# Required action
Every line of the data below is to be retyped exactly.

# Exercise data
Issue #14112, opened 2022-06-14
Use GRPC url standard 


serathius:
Etcd code and tests depend on In particular our tests depend a lot on `unix://localhost:port` url schema, while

# Answer to the exercise
Issue #14112, opened 2022-06-14
Use GRPC url standard 


serathius:
Etcd code and tests depend on In particular our tests depend a lot on `unix://localhost:port` url schema, while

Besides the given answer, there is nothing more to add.